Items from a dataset
PR #477, opened 2018-02-14
avoid visual studio warning about gethostbyname being deprecated.

LaurensVoerman:
avoid visual studio warning about gethostbyname being deprecated by #define _WINSOCK_DEPRECATED_NO_WARNINGS

I guess gethostbyname will still be supported by windows for a while.

### DIFF
--- a/src/osgPlugins/osc/ip/win32/NetworkingUtils.cpp
+++ b/src/osgPlugins/osc/ip/win32/NetworkingUtils.cpp
@@ -28,7 +28,7 @@
 	WITH THE SOFTWARE OR THE USE OR OTHER DEALINGS IN THE SOFTWARE.
 */
 #include "ip/NetworkingUtils.h"
-
+#define _WINSOCK_DEPRECATED_NO_WARNINGS
 #include <winsock2.h>   // this must come first to prevent errors with MSVC7
 #include <windows.h>
 #include <stdlib.h>


src/osgPlugins/osc/ip/win32/NetworkingUtils.cpp
```diff
@@ -28,7 +28,7 @@
 	WITH THE SOFTWARE OR THE USE OR OTHER DEALINGS IN THE SOFTWARE.
 */
 #include "ip/NetworkingUtils.h"
-
+#define _WINSOCK_DEPRECATED_NO_WARNINGS
```
filnet: Would it be possible to do that from the CMakeLists.txt file ?

LaurensVoerman:
That would be something like:
  IF(WIN32)
    ADD_DEFINITIONS(-D_WINSOCK_DEPRECATED_NO_WARNINGS)
  END IF(WIN32)
In this case I chose to add it in the source to get the warning back in
case someone decided to update the osc code.
Laurens.

openscenegraph:
Do you know what the new Windows replacement function would be?

mp3butcher:
int WSAAPI getaddrinfo(
  _In_opt_       PCSTR      pNodeName,
  _In_opt_       PCSTR      pServiceName,
  _In_opt_ const ADDRINFOA  *pHints,
  _Out_          PADDRINFOA *ppResult
);
https://msdn.microsoft.com/en-us/library/windows/desktop/ms738520(v=vs.85).aspx

openscenegraph:
Thanks for the suggestion.  I have looked to getaddrinfo but as I can't compile things easily under Windows and don't have a test case to test any changes out I'll pass on trying to convert the code across.  Long term this will be the way to go.  It's a niche plugin so we can tackle this when need be.

As an interim fix what I have done is checked in something similar the suggestion change to the CMakeLists.txt:

https://github.com/openscenegraph/OpenSceneGraph/commit/f5021e8bc0d6bf5327f2b97651159f223451846c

### EXERCISE
Find every line in the records that contains the word "osgPlugins"; copy those lines.

### TASK RESPONSE
--- a/src/osgPlugins/osc/ip/win32/NetworkingUtils.cpp
+++ b/src/osgPlugins/osc/ip/win32/NetworkingUtils.cpp
src/osgPlugins/osc/ip/win32/NetworkingUtils.cpp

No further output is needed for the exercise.